Our confidence in DMAC’s management team to bring a potentially life-saving stroke drug to market has significantly diminished since we last wrote. We have now witnessed three separate times where management exhibited poor execution in running a successful drug trial. First, with allowing the wrong population groups into their REDUX Kidney trial. Second, not understanding that the change in IV bags could cause a major change in the effective dose the patient receives. Thirdly, not fully understanding what the FDA wanted to lift the clinical pause and further delaying the entire operation.
While we still firmly believe that DM199 could be a revolutionary drug that leads to billions in revenue on a yearly basis, we are not sure if the current management team has the capabilities to successfully bring it to market. For us to change our stance, we would need to see clean and clear execution of getting the ReMEDy trial off hold and better enrollment numbers once it restarts. We believe it is also important to point out that CEO Rick Pauls’ open market purchase for 20,000 shares in November is a positive sign. We view it as a strong initial step in restoring investor confidence.
DMAC is currently a pre-revenue company and therefore burning cash. What this means is DMAC can only go as far as its cash runway allows it to. DMAC ended 3Q with $36.1M in cash and is currently burning ~$3M a quarter. This puts DMAC’s current cash runway at 12 quarters. This is a solid position, as DMAC has no immediate need to raise more capital in order to fund its operations. However, with the pause in the trial and the additional data they need to provide to the FDA – this could accelerate the cash burn and further put pressure on the stock.
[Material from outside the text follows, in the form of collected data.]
PR #14869, opened 2026-03-10
fix(caching-redis): avoid KEYS scans during tag clears

### LINKED ISSUE #14774: [Bug]: @medusajs/caching-redis: KEYS command in clear() blocks Redis and causes connection errors
## System information

**Package.json file:**
```json
{
  "dependencies": {
    "@medusajs/admin-sdk": "2.13.1",
    "@medusajs/cli": "2.13.1",
    "@medusajs/framework": "2.13.1",
    "@medusajs/medusa": "2.13.1"
  },
  "engines": {
    "node": "24.12.0"
  }
}
```

**Node.js version:** v24.12.0
**Database:** PostgreSQL 17 (via CloudNativePG)
**Operating system:** Linux (Kubernetes, Debian-based container image)
**Redis/Valkey:** 9.0.1 (standalone)

## What happened?

We run a Medusa store with 300K+ products. We have scheduled jobs for product imports and repricing that trigger frequent cache invalidations via `product.updated` events. This causes `clear()` in `@medusajs/caching-redis` to be called repeatedly with tags.

The background worker floods with warnings:

```
{"level":"warn","message":"Redis connection error during clear operation, relying on IORedis retry mechanism","timestamp":"2026-02-18 04:03:08"}
{"level":"warn","message":"Redis connection error during clear operation, relying on IORedis retry mechanism","timestamp":"2026-02-18 04:03:08"}
{"level":"warn","message":"Redis connection error during clear operation, relying on IORedis retry mechanism","timestamp":"2026-02-18 04:03:24"}
{"level":"warn","message":"Redis connection error during clear operation, relying on IORedis retry mechanism","timestamp":"2026-02-18 04:03:33"}
```

These warnings appear continuously during product update processing.

After enabling Redis slowlog and latency monitoring, we traced the issue to `KEYS mc:tag:*` calls. Each call blocks the server for **60–130ms**, with peaks over **1 second**:

```
# SLOWLOG GET (duration in microseconds)
keys mc:tag:*  → 128,853 µs  (129ms)
keys mc:tag:*  →  97,881 µs  (98ms)
keys mc:tag:*  →  89,108 µs  (89ms)
keys mc:tag:*  →  86,991 µs  (87ms)
keys mc:tag:*  →  84,490 µs  (84ms)
```

Redis latency monitor confirmed a `command` event with **max latency of 1,050ms**. The client output buffer peaked at **~21MB** from the `KEYS` result returning 330K+ tag keys at once.

Since Redis is single-threaded, during each `KEYS` call all clients are blocked — causing the connection errors seen in the worker logs.

## Expected behavior

Cache tag invalidation should not block the Redis server. The [`KEYS` command should never be used in production](https://redis.io/docs/latest/commands/keys/).

## Actual behavior

Every `clear()` call with tags runs `KEYS mc:tag:*`, scanning the entire keyspace. This blocks all Redis clients for the duration, causing connection errors and latency spikes.

## Problem Location

The `clear()` method calls `KEYS` in two places:

https://github.com/medusajs/medusa/blob/develop/packages/modules/providers/caching-redis/src/services/redis-cache.ts#L441

https://github.com/medusajs/medusa/blob/develop/packages/modules/providers/caching-redis/src/services/redis-cache.ts#L599

Note that `flush()` already correctly uses `SCAN` instead of `KEYS`:

https://github.com/medusajs/medusa/blob/develop/packages/modules/providers/caching-redis/src/services/redis-cache.ts#L660

## Reproduction

This is observable with any Medusa v2 store using `@medusajs/caching-redis` once the keyspace grows large enough (we hit it at ~330K keys). Enable Redis slowlog (`CONFIG SET slowlog-log-slower-than 5000`) and trigger cache invalidations (e.g. bulk product updates) to see `KEYS mc:tag:*` in the output.

flatplanetpl:
## What
- remove the two `KEYS ${PREFIX:-mc:}tag:*` cleanup passes from `RedisCachingProvider.clear()`
- keep tag invalidation behavior scoped to the affected entries only
- add a targeted regression test for tagged clears and `autoInvalidate` clears
- add a changeset for `@medusajs/caching-redis`

## Why
- `clear({ tags })` was issuing global `KEYS` scans over `tag:*`, which blocks Redis on large keyspaces and can cause worker connection errors
- the extra scans are unnecessary because tag cleanup already operates on the touched entry/tag relationships

## How
- remove the post-clear global tag-key cleanup blocks in both tagged clear paths
- cover the behavior with a focused fake-Redis unit test that asserts `keys()` is never called

## Testing
- `../../../../node_modules/.bin/jest --config jest.config.js src/services/__tests__/redis-cache.spec.ts --runInBand`

Closes #14774

---

> [!NOTE]
> **Medium Risk**
> Changes cache invalidation behavior in `RedisCachingProvider.clear()` by removing global Redis `KEYS` scans; while intended to prevent Redis blocking, it could leave more tag keys/metadata behind if not cleaned up by per-entry logic/TTLs.
> 
> **Overview**
> Prevents `RedisCachingProvider.clear()` from issuing global `KEYS ${prefix}tag:*` scans after tagged clears, keeping cleanup scoped to the entries/tags actually touched.
> 
> Adds a focused Jest test (with a fake Redis client) asserting that tagged clears and `autoInvalidate` clears delete the expected entries/tag metadata and **never** call `keys()`, plus a package-local `jest.config.js` and a patch changeset for `@medusajs/caching-redis`.
> 
> <sup>Written by [Cursor Bugbot](https://cursor.com/dashboard?tab=bugbot) for commit d145723be16771a048fee8fd9cbe46966d578fc5. This will update automatically on new commits. Configure [here](https://cursor.com/dashboard?tab=bugbot).</sup>


shahednasser (approved):
Thanks for your contribution!

PR #14877, opened 2026-03-11
feat: add typegen command to generate types without having to run a full build

RobbyUitbeijerse:
## Summary

A `medusa typegen` command

We are running a rather large monorepo setup that relies on the store types being generated at various moments in our ci/cd, but we don't always want to spend unnecessary resources to build the store every time we need to.

Looked at the `build.ts` script, reused the same structure and typegen util.

Run `medusa typegen` and see the `.medusa/types` being generated.

---

## Checklist

---

## Additional Context

We are using type inferring with project references between workspaces. Some of these types in our medusa workspace are relying on types that are generated in the .medusa directory. When the .medusa directory doesn't exist, the type check will fail.

For example, we're using this to infer a fully typed api client based on the router that we defined in our store application, which is working and fully typed with Medusa DI through typed request context. The Medusa DI working in these routes allows us to use Medusa core and custom modules, which is great. However, if we infer the types use to create a typed api client in another workspace, that means that the other workspace is now also relying on the `.medsua/types` directory to exist.

This causes us to have to always run the `medusa build` script when we are deploying workspace that is not directly related to the store, but is still relying on the types being available (fe our storefront application).

---

> [!NOTE]
> **Low Risk**
> Low risk: adds a new CLI command that reuses existing type-generation logic without changing build/runtime behavior beyond exposing a new entry point.
> 
> **Overview**
> Adds a new `medusa typegen` command that generates module TypeScript artifacts into `.medusa/types` without running a full `build`.
> 
> This wires the new command into the CLI (`create-cli.ts`) and exposes a corresponding Medusa command implementation (`commands/typegen.ts`) that initializes the container without a DB connection, runs existing `generateTypes`, and exits with success/failure status. Includes a changeset bumping `@medusajs/cli` as a patch.
> 
> <sup>Written by [Cursor Bugbot](https://cursor.com/dashboard?tab=bugbot) for commit 9ad89bdf7a6e0cd10adbab1788ea0689ce68c81b. This will update automatically on new commits. Configure [here](https://cursor.com/dashboard?tab=bugbot).</sup>


NicolasGorga (changes requested):
lgtm, if you could have a look at the PR reviewer comments regarding the changeset content that'd be super :)

packages/cli/medusa-cli/src/create-cli.ts
```diff
@@ -517,6 +517,16 @@ function buildLocalCommands(cli, isLocalProject) {
...
+    .command({
+      command: "typegen",
+      desc: "Generate TypeScript types for your modules into the .medusa/types directory.",
+      handler: handlerP(
+        getCommandHandler(`typegen`, async (args, cmd) => {
+          process.env.NODE_ENV = process.env.NODE_ENV || `development`
+          return cmd(args)
+        })
+      ),
+    })
```
shahednasser, line 529: Can you change the command name to `generate:types`?

shahednasser (changes requested):

PR #14954, opened 2026-03-26
fix: use exponential backoff in Redis lock acquisition retries

peterlgh7:
## Summary

**What**

Use exponential backoff instead of linear when retrying acquisition of Redis locks

**Why**

In the current linear backoff, with 1/10 coefficient, the retry delay grows very slowly. With default settings, it goes like `5ms, 5.5ms , 6ms, 6.5ms...`. Since each retry executes a Lua script, this creates CPU contention in Redis, affecting other operations outside of locking, often reaching minutes to complete.

See this trace e.g., showing how frequent the retries are:
image

**How**

Using an exponential backoff instead of linear, and increasing the base delay a bit too.

---

## Checklist

---

### DIFF
--- a/packages/modules/providers/locking-redis/src/services/redis-lock.ts
+++ b/packages/modules/providers/locking-redis/src/services/redis-lock.ts
@@ -18,8 +18,9 @@ export class RedisLockingProvider implements ILockingProvider {
   }
   protected keyNamePrefix: string
   protected waitLockingTimeout: number = 5
-  protected defaultRetryInterval: number = 5
-  protected maximumRetryInterval: number = 200
+  protected defaultRetryInterval: number = 20
+  protected maximumRetryInterval: number = 1000
+  protected backoffFactor: number = 2
 
   constructor({ redisClient, prefix }, options: RedisCacheModuleOptions) {
     this.redisClient = redisClient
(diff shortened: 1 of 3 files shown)


packages/modules/providers/locking-redis/src/services/redis-lock.ts
```diff
@@ -37,6 +38,10 @@ export class RedisLockingProvider implements ILockingProvider {
       this.maximumRetryInterval = +options.maximumRetryInterval!
     }
 
+    if (!isNaN(+options?.backoffFactor!)) {
```
sradevski, line 41:
```suggestion
    if (!isNaN(options?.backoffFactor!)) {
```

Right?

sradevski (approved):

packages/modules/providers/locking-redis/src/services/redis-lock.ts
peterlgh7: I copied from the ones above. I don't think the + is necessary, but I didn't want to risk some weird JS type behavior.

NicolasGorga: Didn't know about it, but it's analog to doing `Number()`: https://developer.mozilla.org/en-US/docs/Web/JavaScript/Reference/Operators/Unary_plus

sradevski: TIL, I am shocked I didn't know about it.

NicolasGorga (approved):

olivermrbl (approved):

Issue #14957, opened 2026-03-26
[Bug]: Inconsistent URL encoding in `@medusajs/file-s3`


Mezzle:
### Package.json file

```JSON
Package: @medusajs/file-s3
Version: 2.5.1 (and all prior v2 releases)
Source file: packages/modules/providers/file-s3/src/services/s3-file.ts
```

### Node.js version

v22.16.0

### Database and its version

PostgreSQL 17.9

### Operating system name and version

Darwin INX-DEV-Mac-MM-2.local 25.4.0 Darwin Kernel Version 25.4.0: Thu Mar 19 19:31:56 PDT 2026; root:xnu-12377.101.15~1/RELEASE_ARM64_T6030 arm64 Darwin

### Browser name

User Agent: Mozilla/5.0 (Macintosh; Intel Mac OS X 10_15_7) AppleWebKit/537.36 (KHTML, like Gecko) Chrome/146.0.0.0 Safari/537.36 Revision: 46253dd2915c23e04359f94335a4a8825620e994 Profile Path: /Users/Martin.M/Library/Application Support/Vivaldi/Default JavaScript: V8 14.6.202.26

### What happended?

The S3 file provider constructs public file URLs inconsistently across its upload methods.

`upload()` applies `encodeURIComponent()` to the entire file key, including any `/` separators introduced by a configured `prefix`. This encodes `/` as `%2F`, producing broken URLs that don't resolve to the correct S3 object path.

`getUploadStream()` applies no encoding at all, leaving spaces and other URL-significant characters raw — producing invalid URLs for any filename with special characters.

Root cause in `s3-file.ts`:

```ts
// upload() — line 166
return {
  url: `${this.config_.fileUrl}/${encodeURIComponent(fileKey)}`,
  key: fileKey,
};

// getUploadStream() — lines 204, 212
url: `${this.config_.fileUrl}/${fileKey}`,  // no encoding
```

`encodeURIComponent()` is the wrong function for path encoding — it must be applied per path segment to preserve `/` separators.

Suggested fix — add a private helper:

```ts
private buildFileUrl_(fileKey: string): string {
  const encoded = fileKey
    .split("/")
    .map((segment) => encodeURIComponent(segment))
    .join("/");
  return `${this.config_.fileUrl}/${encoded}`;
}
```

Then replace all inline URL construction with `this.buildFileUrl_(fileKey)`.

[...]

PR #14976, opened 2026-03-31
test: add test case to reproduce URL encoding inconsistency bug (#14957)

yangbobo2021:
## Summary
**What** — Add test case to reproduce the inconsistent URL encoding bug between `upload()` and `getUploadStream()` methods in `S3FileService`.

**Why** — The two methods use different URL encoding strategies:
- `upload()` uses `encodeURIComponent(fileKey)` which encodes `/` as `%2F`, creating broken links
- `getUploadStream()` uses no encoding, leaving special characters (like spaces) unencoded, creating invalid URLs

This inconsistency causes different URL formats for the same file and breaks functionality depending on which method is used.

**How** — Added a unit test `issue-14957-url-encoding-bug-reproduction.test.ts` that calls both methods with identical input (filename with spaces, prefix with `/`) and asserts that:
1. `upload()` URL contains `%2F` (proves over-encoding)
2. `getUploadStream()` URL contains raw spaces (proves no encoding)
3. The two URLs are not equal (proves inconsistency)

**Testing** — Run the test to verify the bug is reproduced:

```bash
cd packages/modules/providers/file-s3
npm test -- issue-14957-url-encoding-bug-reproduction
```

---

## Examples
The test demonstrates the inconsistency:

```typescript
const s3Service = new S3FileService(
  { logger: mockLogger },
  {
    file_url: "https://cdn.example.com",
    prefix: "uploads/products/",  // Contains '/'
    // ... other config
  }
)

const filename = "my product.jpg"  // Contains space

const uploadResult = await s3Service.upload({ filename, /* ... */ })
const streamResult = await s3Service.getUploadStream({ filename, /* ... */ })

// BUG: Two different URL formats for the same file
uploadResult.url   // https://cdn.example.com/uploads%2Fproducts%2Fmy%20product.jpg
streamResult.url   // https://cdn.example.com/uploads/products/my product.jpg
```

---

## Additional Context

**Suggested Fix**: Add a private helper method that encodes path segments while preserving separators:

```typescript
private buildFileUrl_(fileKey: string): string {
  const encoded = fileKey
    .split("/")
    .map((segment) => encodeURIComponent(segment))
    .join("/");
  return `${this.config_.fileUrl}/${encoded}`;
}
```

This would produce a correctly encoded URL: `https://cdn.example.com/uploads/products/my%20product.jpg`

**Related Issue**: #14957

### DIFF
--- a/.changeset/prevent-cancel-completed-orders.md
+++ b/.changeset/prevent-cancel-completed-orders.md
@@ -1,0 +1,5 @@
+---
+"@medusajs/core-flows": minor
+---
+
+feat(order): prevent canceling completed orders
--- a/integration-tests/http/__tests__/order/admin/order-cancel-completed.spec.ts
+++ b/integration-tests/http/__tests__/order/admin/order-cancel-completed.spec.ts
@@ -1,0 +1,100 @@
+import { medusaIntegrationTestRunner } from "@medusajs/test-utils"
+import { ModuleRegistrationName } from "@medusajs/utils"
+import {
+  adminHeaders,
+  createAdminUser,
+} from "../../../../helpers/create-admin-user"
+import { setupTaxStructure } from "../../../../modules/__tests__/fixtures"
+import { createOrderSeeder } from "../../fixtures/order"
+
+jest.setTimeout(300000)
+
+medusaIntegrationTestRunner({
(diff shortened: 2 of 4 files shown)


yangbobo2021:
Replaced by #14977 (clean branch without unrelated commits)

PR #108, opened 2018-04-10
Add TTYs to make sure a tty is available always

SKumarDas:
Currently there is only one tty which is taken up by the UI application.
Because of which debugging becomes difficult. This code change will enable having multiple
TTYs (4 TTYs as of now).

Signed-off-by: Sapan Das <SKumarDas@luxoft.com>

### DIFF
--- a/recipes-core/systemd/systemd_%.bbappend
+++ b/recipes-core/systemd/systemd_%.bbappend
@@ -12,6 +12,13 @@ do_install_append() {
     	echo "Address=${STATIC_IP_ADDRESS}/24" >> ${D}${sysconfdir}/systemd/network/10-pelux-ethernet.network
     fi
     ln -s /run/systemd/resolve/resolv.conf ${D}${sysconfdir}/resolv.conf
+
+    # Create mutiple consoles
+    tmp="${TTY_LIST}"
+    for ttydev in $tmp ; do
+        ln -sf ${systemd_unitdir}/system/getty@.service ${D}${sysconfdir}/systemd/system/getty.target.wants/getty@$ttydev.service
+    done
 }
 
 FILES_${PN} += "/etc/resolv.conf"
+FILES_${PN} += "${sysconfdir}/systemd/system/getty.target.wants"
--- a/conf/variant/common/local.conf
+++ b/conf/variant/common/local.conf
@@ -27,3 +27,6 @@ NOISO = "1"
 
 # Removing tar.bz2 image format as it is not used. Incase of need, it can be supplied through own local.conf
 IMAGE_FSTYPES_remove = "tar.bz2"
+
+# List of ttys
+TTY_LIST = "tty2 tty3 tty4 tty5"


GordanM:
Nice job! 

Just a small note on the commit log: it would be better to use the passive voice, instead of "we have" use "there is". Also, the 1st and the 3rd sentence of the log are enough there is no need to write a lot and lose the core of the message. This is a good excercise because when contributing to the software-factory it would be good to be concise and not add a lot of text that doesn't give value. Do you agree with this?

recipes-core/systemd/systemd_%.bbappend
```diff
@@ -12,6 +12,12 @@ do_install_append() {
     	echo "Address=${STATIC_IP_ADDRESS}/24" >> ${D}${sysconfdir}/systemd/network/10-pelux-ethernet.network
     fi
     ln -s /run/systemd/resolve/resolv.conf ${D}${sysconfdir}/resolv.conf
+
+    # Create mutiple consoles
+    tmp="${TTY_LIST}"
+    for ttydev in $tmp ; do
```
tobsan: It should be possible to do just `for ttydev in "${TTY_LIST}"`, right?

recipes-core/systemd/systemd_%.bbappend
```diff
@@ -12,6 +12,12 @@ do_install_append() {
...
+        ln -sf ${systemd_unitdir}/system/getty@.service ${D}${sysconfdir}/systemd/system/getty.target.wants/getty@$ttydev.service
```
tobsan: You have probably tried this, but just want to check if this is the preferred place to put those service files, as opposed to, for example, `multi-user.target.wants`.

SKumarDas: These service files will get created as part of getty.target. So whichever run level includes getty.target, These service files will be created.

recipes-core/systemd/systemd_%.bbappend
SKumarDas: To make it look clean I have done this way, as in other .bb file systemd-serialgetty.bb  they have done this way.

tobsan:
@SKumarDas you mentioned yesterday that you had issues with the symlinks not being created unless you did a fresh build, is that still the case?

recipes-core/systemd/systemd_%.bbappend
SKumarDas: @GordanM  Yes still now my changes on creating symlink do not reflect in subsequent build.

tobsan: I would try to do a ``rm -rf ${D}${sysconfdir}/systemd/system/getty.target.wants/`` before the symlink step then.

SKumarDas: @GordanM  @tobsan , The image is containing my changes after making change to creating symlink. It is just that the dd command that I use to write the image to pendrive is not writing the newly introduced symlinks. If I am formatting the pendrive and then using dd cmd to write the image, it is actually showing the newly introduced symlinks as well.

tobsan: That's strange. Can you try to add `FILES_${PN} += ${sysconfdir}/systemd/system/getty.target.wants` and see if that changes anything?

GordanM:
@SKumarDas please use the workflow stated at http://pelux.io/software-factory/master/swf-blueprint/docs/articles/workflow/git-workflow.html and address my comments before merging this PR.

tobsan:
@GordanM can you approve this?

PR #109, opened 2018-04-17
qtbase_%.bbappend: only match with end of line

tobsan:
The previous version led to double match if the same recipe was built
more than once. so python (unavailable => python3 (correct) => python33
(didn't work at all!).


GordanM:
Nice catch! Should we somehow add a comment above the changed line to note that this needs to be upstreamed?

tobsan:
@GordanM yes, we should. I'm just not sure I would have time to correct issues with the patch before I leave, so I'd rather not be the one to upstream this one.

PR #113, opened 2018-04-24
Generify SWUpdate artifacts targets

FlorentRevest:
We rely on the meta-swupdate's swupdate.bbclass to generate .swu update
artifacts for a given image. However, this bbclass requires to have one
recipe per artifact. Since we have four different targets, we need to
factorize the work between those four recipes.

This patch introduces a common pelux-image-update.inc file that can be
included by all the artifacts recipes to generate appropriate artifacts
from a set of generic config files.

This inc file finds sw-descriptor and scripts in MACHINE-specific
subdirectories of the pelux-image-update/ directory. In order to be kept
generic, those sw-desciptors can refer to the "PELUX_IMAGE" token that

The Bull Case and Final Thoughts
While we have turned decisively neutral in our view and hold a “wait and see” perspective on DMAC, the bull thesis we originally laid out is still in play. DM199, if approved, still stands to capitalize on a multi-billion dollar market that is craving for innovation. The stock is de-risked in the sense that it is currently trading at cash, meaning the market capitalization is roughly equal to the cash. However, that cash will continually shrink into the future which will continually drag down the market capitalization if the correlation between the two remain.
DMAC has been left for dead by investors and the market is pricing in a failure of the business. While the potential value of what DM199 could be is still intact, the roadmap for realizing that value has increasingly become more difficult. Along with that, our confidence in a clean and successful execution by management of that roadmap to value realization has been diminished significantly. Executive leadership in the microcap space is vital. For that reason, we will remain on the sidelines until our confidence in the ability to successfully execute the ReMEDy trial is restored.